- _WHAT YOU HAVE TO DO_: Which lines of the listing hold the string "itself"? Copy those lines.

▼▼▼

PR #4645, opened 2024-06-06
[ruby] `Kernel` Methods are Static Dispatch

DavidBakerEffendi:
To simplify the call graph, methods resolved to the `Kernel` class are dispatched as static.

Additionally, replaced `__builtin` with `Kernel` to map more closely to Ruby's internals and implemented `MemberAccessCommandContext`.

### DIFF
--- a/joern-cli/frontends/rubysrc2cpg/src/main/scala/io/joern/rubysrc2cpg/astcreation/AstForExpressionsCreator.scala
+++ b/joern-cli/frontends/rubysrc2cpg/src/main/scala/io/joern/rubysrc2cpg/astcreation/AstForExpressionsCreator.scala
@@ -684,7 +684,7 @@ trait AstForExpressionsCreator(implicit withSchemaValidation: ValidationMode) { 
       }
     val argumentAst = node.arguments.map(astForMethodCallArgument)
     val dispatchType =
-      if methodName.startsWith(GlobalTypes.builtinPrefix) then DispatchTypes.STATIC_DISPATCH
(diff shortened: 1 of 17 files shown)


joern-cli/frontends/rubysrc2cpg/src/main/scala/io/joern/rubysrc2cpg/astcreation/AstForExpressionsCreator.scala
```diff
@@ -367,11 +371,15 @@ trait AstForExpressionsCreator(implicit withSchemaValidation: ValidationMode) {
   protected def astForSimpleIdentifier(node: RubyNode & RubyIdentifier): Ast = {
     val name = code(node)
 
-    scope.lookupVariable(name) match {
-      case Some(_) => handleVariableOccurrence(node)
-      case None if scope.tryResolveMethodInvocation(node.text).isDefined =>
-        astForSimpleCall(SimpleCall(node, List())(node.span))
-      case None => handleVariableOccurrence(node)
+    if (name == GlobalTypes.Kernel) {
```
ml86, line 374: Not only the name `Kernel` needs to be matched. According to this list https://ruby-doc.org/docs/ruby-doc-bundle/Manual/man-1.4/classes.html also those:
Comparable
Enumerable
Errno
FileTest
GC
Kernel
Marshal
Math
ObjectSpace
Precision
Process

ml86 (approved):

PR #4651, opened 2024-06-09
[javasrc2cpg] add AstCreator `code` implementation removing comments 

xavierpinho:
The `.code` field for arguments presently includes comments, e.g. in

```java
Foo.create(
  "username", // hehe, silly comment
  "password"
);
```

the `.code` for `argument(2)` is ` // hehe, silly comment\n  "password"`.

This patch:
1. provides a default implementation for AstCreator's `code(Node): String` method that prints the node's text as if it didn't contain any comments attached, and
2. uses it (instead of `.toString`) throughout AstCreator.

Credit for finding: @sean-gahagan

### DIFF
--- a/joern-cli/frontends/javasrc2cpg/src/main/scala/io/joern/javasrc2cpg/astcreation/AstCreator.scala
+++ b/joern-cli/frontends/javasrc2cpg/src/main/scala/io/joern/javasrc2cpg/astcreation/AstCreator.scala
@@ -129,7 +129,7 @@ class AstCreator(
   protected def column(node: Node): Option[Integer]    = node.getBegin.map(x => Integer.valueOf(x.column)).toScala
   protected def lineEnd(node: Node): Option[Integer]   = node.getEnd.map(x => Integer.valueOf(x.line)).toScala
   protected def columnEnd(node: Node): Option[Integer] = node.getEnd.map(x => Integer.valueOf(x.column)).toScala
-  protected def code(node: Node): String               = "" // TODO: javasrc2cpg uses custom code strings everywhere
+  protected def code(node: Node): String               = node.clone.removeComment().toString
 
   private val lineOffsetTable = OffsetUtils.getLineOffsetTable(fileContent)
 
--- a/joern-cli/frontends/javasrc2cpg/src/main/scala/io/joern/javasrc2cpg/astcreation/AstCreator.scala
+++ b/joern-cli/frontends/javasrc2cpg/src/main/scala/io/joern/javasrc2cpg/astcreation/AstCreator.scala
@@ -15,6 +15,8 @@ import com.github.javaparser.ast.expr.{
 }
 import com.github.javaparser.ast.nodeTypes.{NodeWithName, NodeWithSimpleName}
 import com.github.javaparser.ast.{CompilationUnit, ImportDeclaration, Node, PackageDeclaration}
+import com.github.javaparser.printer.configuration.DefaultPrinterConfiguration.ConfigOption
+import com.github.javaparser.printer.configuration.{DefaultConfigurationOption, DefaultPrinterConfiguration}
 import com.github.javaparser.resolution.UnsolvedSymbolException
 import com.github.javaparser.resolution.declarations.{
   ResolvedMethodDeclaration,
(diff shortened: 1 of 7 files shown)


joern-cli/frontends/javasrc2cpg/src/main/scala/io/joern/javasrc2cpg/astcreation/AstCreator.scala
```diff
@@ -129,7 +129,7 @@ class AstCreator(
   protected def column(node: Node): Option[Integer]    = node.getBegin.map(x => Integer.valueOf(x.column)).toScala
   protected def lineEnd(node: Node): Option[Integer]   = node.getEnd.map(x => Integer.valueOf(x.line)).toScala
   protected def columnEnd(node: Node): Option[Integer] = node.getEnd.map(x => Integer.valueOf(x.column)).toScala
-  protected def code(node: Node): String               = "" // TODO: javasrc2cpg uses custom code strings everywhere
+  protected def code(node: Node): String               = node.clone.removeComment().toString
```
max-leuthaeuser, line 132: Just out of curiosity: is the clone call actually necessary?

xavierpinho: Indeed, I don't like it either. Fortunately, it's not "recursive" and we are only using it in this patch for basic nodes - javasrc2cpg crafts the `code` itself for more complex nodes.

`removeComment` destructively updates the node, and I didn't want to bring any side-effects into this, hence the clone. Other than that, I first tried to do `getTokenRange`, filter out comment nodes (cf. `getCategory`), but that has the disadvantage of missing whitespace - e.g. `1 + 2` would be written as `1+2`, since whitespace tokens are not in the token range. Design-wise, comments are attached to nodes, but I couldn't find a reasonable way to discard them other than with `removeComment` -- maybe @johannescoetzee knows, as he's more familiar with javaparser than I am?

xavierpinho: Alternatively, this removal of comment nodes is mostly relevant when we're dealing with literals, since their code is their value. I'm happy to restrict this patch to those only until we find a better solution, as well.

johannescoetzee: `removeComment` modifies the original node, so it is necessary except if we specifically handle comments before code (although javasrc2cpg doesn't currently handle comments at all, if I recall correctly)

johannescoetzee (approved):
This is a sensible default code implementation in my opinion. The `code` fields for many node types reflect the lowered representation, so it's not one we should adopt in general (although a case-by-case review could be useful at some point), but in simple `toString` cases like these it works well

joern-cli/frontends/javasrc2cpg/src/main/scala/io/joern/javasrc2cpg/astcreation/AstCreator.scala
johannescoetzee: > I'm happy to restrict this patch to those only until we find a better solution

In my opinion, handling that case specifically adds more code complexity which outweighs the performance gain. With that being said, it does look like `clone` does do a deep clone, so an uglier, but more performant option that doesn't rely on handling any specific case could be to remove the comment, get the string representation and then add the comment again

johannescoetzee:
It looks like there could be a better way with printer configuration options. I'll post an example here in a minute

johannescoetzee:
The PrettyPrinter can be configured to ignore comments with the below
```
val config = new DefaultPrinterConfiguration();
config.removeOption(new DefaultConfigurationOption(ConfigOption.PRINT_COMMENTS))
node.toString(config)
```

xavierpinho:
> The PrettyPrinter can be configured to ignore comments with the below

Thanks so much! Much cleaner indeed.

> It might make sense to disable javadoc printing too, although I think it's unlikely we'll use this method for method code fields

Added as well for coherence's sake.

johannescoetzee (approved):

PR #4653, opened 2024-06-10
[scan] Taint Analysis Queries & Re-use

DavidBakerEffendi:
The goal of this is to re-use as much of the query DB mechanisms as possible, while only having `reachableByFlows` run once for this subset.

Right now, queries define some subset of sources and sinks, but any source flowing to any sink is a problem. This changes allows queries tagged with `taint` + `[source|sink|sanitizer]` to be included in the taint analysis scan, where flows and results are gathered dynamically.

Additionally, only the language's semantics are included in this scan.

Note: It appears that `joern-scan` options regarding query filtering are not being propagated.


DavidBakerEffendi:
Will be following up with some rules for JavaScript and Python based on some benchmarks I'm running

DavidBakerEffendi:
I feel this might be best as a standalone tool somewhere else, closing this for now

PR #4656, opened 2024-06-11
[TypeRecovery] Makes sure the receiver's index matches the dispatch type

xavierpinho:
The starting point here was a discrepancy wrt `methodFullName`s in Python for the following two samples:

```python
a = 10
foo(a) # methodFullName = __builtin.int.foo
```
vs
```python
foo(10) # methodFullName = <unknownFullName>
```

It was noticed that in `setTypeInformationForRecCall` the argument `i` isn't always set according to the convention that the receiver should have argument index 0 when it's a DYNAMIC_DISPATCH call and 1 when it's a STATIC_DISPATCH. This patch requires the convention to be satisfied. In turn, had to ignore 2 (deprecated) Ruby tests that were not verifying this convention.


xavierpinho:
Taking a look at the failing Kotlin test.

DavidBakerEffendi (approved):

PR #4666, opened 2024-06-13
Wrap all javaparser getType calls in Try

johannescoetzee:
Related to https://github.com/joernio/joern/pull/4665

The AstCreator is crashing on a customer project due to an `UnsolvedSymbolException`. As mentioned in the PR, there isn't enough information in the logs to locate the exact issue, but my theory is that it is due to a `getType` call somewhere. For this PR, I've wrapped all `getType` calls in a `Try` (unless they were already wrapped) since the JavaParser symbol solver and the interactions between the various kinds of solvers are too complex to easily tell when these calls should be safe and when not.

Revision 2: I've changed `Try` to `tryWithSafeStackOverflow`, which also logs stack traces for errors now. This isn't called during regular type resolution, so we won't log every failed type (since those are often to be expected), but we should keep an eye on javasrc log sizes and more selectively log these if it turns out to be too much

### DIFF
--- a/joern-cli/frontends/javasrc2cpg/src/main/scala/io/joern/javasrc2cpg/astcreation/AstCreator.scala
+++ b/joern-cli/frontends/javasrc2cpg/src/main/scala/io/joern/javasrc2cpg/astcreation/AstCreator.scala
@@ -244,7 +244,17 @@ class AstCreator(
 
   private[astcreation] def tryWithSafeStackOverflow[T](expr: => T): Try[T] = {
     try {
-      Try(expr)
+
+      /** JavaParser throws UnsolvedSymbolExceptions if a type cannot be solved, which is usually an expected occurrence
+        * that does not warrant specific failure logging. In some cases, such as node.getType, this can be unexpected,
+        * so log such instances (regular resolution is handled in the TypeInfoCalculator and does not use this method).
+        */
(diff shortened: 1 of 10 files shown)


ml86 (approved):

joern-cli/frontends/javasrc2cpg/src/main/scala/io/joern/javasrc2cpg/astcreation/AstCreator.scala
```diff
@@ -244,7 +246,35 @@ class AstCreator(
...
+        * that does not warrant specific failure logging. Since it's impossible to tell whether these are legitimately
+        * unresolved types or a bug, don't log them.
+        */
+      Try(expr) match {
+        case success: Success[_]                         => success
+        case Failure(exception: UnsolvedSymbolException) => Failure(exception)
+        case failure: Failure[_] =>
+          val exceptionType = failure.exception.getClass
+
+          val shouldLog = loggedExceptionCounts.get(exceptionType) match {
```
ml86, line 260: You will need to use an atomic read + update operation on the concurrent map. Like this the code is not thread safe.

ml86 (changes requested):

ml86 (approved):

PR #4668, opened 2024-06-14
[gosrc2cpg] Partial gosrc2cpg frontend perforamnce optimisations

pandurangpatil:
1. Changed parsing of AST json inside AST Creator itself.
2. Made changes in download dependency processing to generate AST only for the used packages and subsequently only processing used packages. There was a change required inside `goastgen` utility to support the `-include` input option.

TODO:
At this moment `AstCreator` gets instantiated while first-level processing for building the cache and it stays in memory till `AstCreationPass` is done. In subsequent changes, we will split the processing in such a way that we create `AstCreator` for that pass and destroy it once it's used. Instantiate it again for `AstCreationPass`.

The above change is done as part of the larger change.

### DIFF
--- a/joern-cli/frontends/gosrc2cpg/src/main/scala/io/joern/gosrc2cpg/passes/DownloadDependenciesPass.scala
+++ b/joern-cli/frontends/gosrc2cpg/src/main/scala/io/joern/gosrc2cpg/passes/DownloadDependenciesPass.scala
@@ -18,9 +18,9 @@ import scala.util.{Failure, Success, Try}
 class DownloadDependenciesPass(parentGoMod: GoModHelper, goGlobal: GoGlobal, config: Config) {
   private val logger = LoggerFactory.getLogger(getClass)
   def process(): Unit = {
-    val writer       = new Writer()
-    val writerThread = new Thread(writer)
-    writerThread.start()
+    val processor       = new DependencyProcessorQueue()
+    val processorThread = new Thread(processor)
+    processorThread.start()
     File.usingTemporaryDirectory("go-temp-download") { tmpDir =>
       val projDir = tmpDir.pathAsString
       parentGoMod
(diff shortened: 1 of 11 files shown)


joern-cli/frontends/gosrc2cpg/src/main/scala/io/joern/gosrc2cpg/passes/DownloadDependenciesPass.scala
```diff
@@ -12,65 +12,85 @@ import org.slf4j.LoggerFactory
...
-        .withIgnoredFiles(config.ignoredFiles.toList)
-      // TODO: Need to implement mechanism to filter and process only used namespaces(folders) of the dependency.
-      // In order to achieve this filtering, we need to add support for inclusive rule with goastgen utility first.
-      val astGenResult = new AstGenRunner(depConfig).execute(astLocation).asInstanceOf[GoAstGenRunnerResult]
-      val goMod = new GoModHelper(
-        Some(depConfig),
-        astGenResult.parsedModFile.flatMap(modFile => GoAstJsonParser.readModFile(Paths.get(modFile)).map(x => x))
-      )
-      new MethodAndTypeCacheBuilderPass(None, astGenResult.parsedFiles, depConfig, goMod, goGlobal).process()
+  private class DependencyProcessorQueue extends Runnable {
```
pandurangpatil, line 53: @DavidBakerEffendi This dependency processor queue I created to start the processing of downloaded dependency in parallel to downloading other dependencies. Earlier, it was downloading one dependency process it and then pickup another dependency. 

NOTE: We cannot parallelise downloading dependency as we use `go get <depdency>` command, which can be executed one at a time.

DavidBakerEffendi: Right, we would have to download directly from the repository otherwise, but this is fine, we don't want to put too much strain on the dependency server either as some have DDoS protection

DavidBakerEffendi (approved):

▲▲▲

- _OUTPUT OF THE EXERCISE_:
xavierpinho: Indeed, I don't like it either. Fortunately, it's not "recursive" and we are only using it in this patch for basic nodes - javasrc2cpg crafts the `code` itself for more complex nodes.
1. Changed parsing of AST json inside AST Creator itself.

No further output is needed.